Columnist Dean Juipe: Why can’t TV broadcasters tell the truth?
Thursday, May 28, 1998 | 9:16 a.m.
SPORTS REPORTING within the print medium has changed considerably, even drastically, over the years. The same, however, can't be said of sports broadcasting.
Today's print reporters are nothing like their predecessors. In the old days, a beat writer was "one of the boys" who covered a team while protecting the players and their many foibles. He travelled with the team and wouldn't dare reveal more than what he felt the reader "needed to know."
The job has evolved over the years to where a beat writer not only will take a shot at the team he's assigned to cover, he may at times feel compelled to rip into the players or management. And if the beat man is reluctant, there's always a columnist willing to tackle the tougher or more sensitive issues.
At any reputable paper, objectivity is not only a reasonable goal but a necessity. Reporters feel duty bound to provide both the good and the bad news about the team or the event they're covering.

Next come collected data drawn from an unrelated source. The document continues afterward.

PR #1171, opened 2026-09-20
fix(crypto): mask public-key scalar multiplication

a1denvalu3:
Nutshell passes secret scalars into Coincurve's variable-time public-key multiplication. This PR masks the secret in `P * key`: choose a fresh random scalar $t$ and compute $((s+t) \bmod n)P - tP = sP$, where $n$ is the group order. P2BK ECDH uses this operator too.

The implementation uses Coincurve directly: `PrivateKey()` generates $t$, `.add()` computes the masked scalar, and `.multiply()` computes both points. Invalid masks and zero masked sums are retried; RNG failures propagate. Inputs and the point's context are preserved, and Coincurve's `.multiply()` stays unchanged.

The cost is one extra arbitrary-point multiplication, subtraction, and mask generation; constructing private-key objects also computes their public keys. This is a timing mitigation, not a constant-time guarantee.

Timing rationale:

Consider repeated calls with the same secret $s$ and point $P$. In this simplified model, $t$ is uniform modulo $n$ and $u=(s+t)\bmod n$. We ignore rejected masks and setup/subtraction costs. Let $f(x)$ be multiplication time and $\varepsilon$ independent, zero-mean noise. The observer sees only the total duration:

```math
R_s = f(t) + f(u) + \varepsilon.
```

Adding $s$ modulo $n$ just rearranges the possible mask values: both $t$ and $u$ remain uniform, whatever $s$ is. Their timings therefore have the same mean $\mu$:

```math
\mu = \mathbb{E}[f(t)] = \mathbb{E}[f(u)].
```

Without masking, the mean duration in this model is $f(s)$. With masking, expectations add, even when the two times are correlated:

```math
\mathbb{E}[R_s]
= \mathbb{E}[f(t)] + \mathbb{E}[f(u)] + \mathbb{E}[\varepsilon]
= \mu + \mu + 0 = 2\mu.
```

The mean no longer depends on $s$ in this model.

Now consider variance: the spread of timings around their mean. Both multiplication times have the same variance $\sigma^2$; let $\sigma_{\varepsilon}^2$ be the noise variance. Since $u-t\equiv s\pmod n$, the two multiplication times may tend to rise or fall together. Their covariance $C(s)$ measures that relationship:

```math
\begin{aligned}
\sigma^2 &= \mathrm{Var}[f(t)] = \mathrm{Var}[f(u)], \\
\sigma_{\varepsilon}^2 &= \mathrm{Var}[\varepsilon], \\
C(s) &= \mathrm{Cov}[f(t), f(u)].
\end{aligned}
```

The variance of a sum includes twice the covariance; independent noise adds only its own variance:

```math
\begin{aligned}
\mathrm{Var}[R_s] &= \mathrm{Var}[f(t)] + \mathrm{Var}[f(u)] + 2C(s) + \mathrm{Var}[\varepsilon] \\
&= 2\sigma^2 + 2C(s) + \sigma_{\varepsilon}^2.
\end{aligned}
```

For $N\geq2$ measured durations $R_{s,i}$, the sample mean $\bar{R}$ and sample variance $\hat{v}$ estimate the total timing mean and variance:

```math
\bar{R} = \frac{1}{N}\sum_{i=1}^{N}R_{s,i}, \qquad
\hat{v} = \frac{1}{N-1}\sum_{i=1}^{N}(R_{s,i}-\bar{R})^2.
```

Rearranging the variance equation gives an estimate $\widehat{C}(s)$ of the covariance, **if** the multiplication and noise variances have been separately estimated:

```math
\widehat{C}(s) := \frac{\hat{v}-2\sigma^2-\sigma_{\varepsilon}^2}{2}.
```

The practical difficulty is separating these contributions. More timings improve $\hat{v}$, but do not by themselves tell us how much comes from multiplication, noise, or covariance. Calibration must match the target's timing conditions: errors in either baseline variance can look like covariance. If differences in $C(s)$ are small, sampling and calibration errors must be smaller still, potentially requiring many measurements and stable conditions.

Even an accurate covariance estimate is not a recovered key: an attacker still needs an efficient way to connect it to secret bits. These are obstacles to an attack, not proof of impracticality; we have not demonstrated exploitable covariance or practical key recovery.

Regression tests cover equivalence with Coincurve across varied points and boundary scalars, fresh masks, invalid masks, zero-sum retries, modular wraparound, input-type validation, RNG failure, input/context preservation, P2BK routing, and Coincurve's unchanged direct multiplication behavior.

Validation:

- `make format`
- `make check` (Ruff and mypy)
- `pytest -o addopts= -q tests/test_secp.py tests/test_crypto.py tests/wallet/test_wallet_p2bk.py tests/mint/test_mint.py` — 81 passed with FakeWallet on Python 3.12 and isolated test databases.


a1denvalu3:
Empirical follow-up on the timing model in this PR's description. I mounted the mean-based attack against the unmasked path and measured the covariance channel against the masked path. Diagnostics: `security-reviews/secp256k1-timing/kocher_unmasked_attack.py`, `masking_variance_attack.py`, `masking_variance_reanalysis.py` (raw samples in `masking_variance_data.npz`).

**Scope caveat:** all measurements are local, single-machine, single-session, on the native path via coincurve — unmasked timings call `PublicKey.multiply()` directly; masked timings call the patched `P * priv` wrapper. No HTTP/application stack, so the unmasked numbers are attacker-favorable upper bounds.

## Attack on unmasked multiplication (works)

The model comes from `ecmult_impl.h` (libsecp256k1 0.5.0): the scalar is GLV-split into two ~128-bit halves, each wNAF-recoded with window 5; the main loop runs one doubling per position and one addition per nonzero digit. So `T(s) ≈ β0 + βz·z(s) + βh·h(s)`, where `z(s)` = total nonzero wNAF digits and `h(s)` = loop length. I reimplemented `split_lambda` + the wNAF recoding in Python (validated against the group law) to build the attacker's prediction model.

- Fit on 3000 random scalars: `βz ≈ 108 ns/digit`. `z(s)` over random scalars: mean 43.2, std 1.6, range ~38–48. The z-term accounts for ~175 ns of secret-dependent spread, matching an independent ANOVA estimate of the total signal (~200 ns std).
- Attack: 100 unknown secrets, fresh attacker-chosen point per sample, N total-time samples per secret, invert the model on the sample mean. Result: **corr(z_true, z_est) ≈ +0.6–0.67 at N = 100–5000**, MAE ≈ 1.7 digits, |z_est − z| ≤ 1 in 52–64% of cases.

Unfortunately, this unbiased approach has yet to find its way to the broadcast booth. Far too often, the viewer is stuck with slanted coverage that frequently distorts reality.
Take Sunday's Indianapolis 500 for example.
It seems absurd, yet the TV announcers were so intent on portraying every aspect of the race in such a positive fashion that they refused to tell viewers why the start was delayed some 30 minutes.
It turns out a dog was running loose on the track and, in what had to be a hilarious chain of events, everyone from security personnel to the Purdue Marching Band joined the chase. For some reason, as if this was simply too embarrassing for the Speedway, those in the broadcast booth did everything but pinpoint the dog as the reason for the delay.
(In the early days of baseball on the radio, when transmission difficulties were commonplace, announcers habitually used the "dog on the field" ruse to disguise the truth if they had gone off the air for a few minutes. There was even a good-natured acceptance of such harmless tales back then.)
Also at Indy, the announcers exaggerated the attendance in still another attempt to paint an everyone-is-happy picture at the troubled event.
It seems as if viewers watching sports on TV are routinely misled. They're fed artificial stimuli and told outright fallacies, all in an effort to portray the event and its participants as terrific, unblemished individuals committed to excellence. Remember the X Games? Remember being told that some street tobogganist or roller skater was the "world's greatest athlete"? Remember how ridiculous that claim seemed both then and now?
Even at the highest levels of professional sports there is outright deception from broadcasters not only hired by the teams they cover but by broadcasters employed by networks which have invested millions of dollars in the product. The Masters golf tournament won't allow a hint of negativity on its telecasts, and a team like the Chicago White Sox, whose games are regularly seen on cable, employ announcers so patronizing they're actually repulsive.
Why does it have to be this way? Why is objectivity replaced by hyperbole?
Why can't Indy 500 viewers be told the race is being held up until the Purdue band chases down a frisky dog?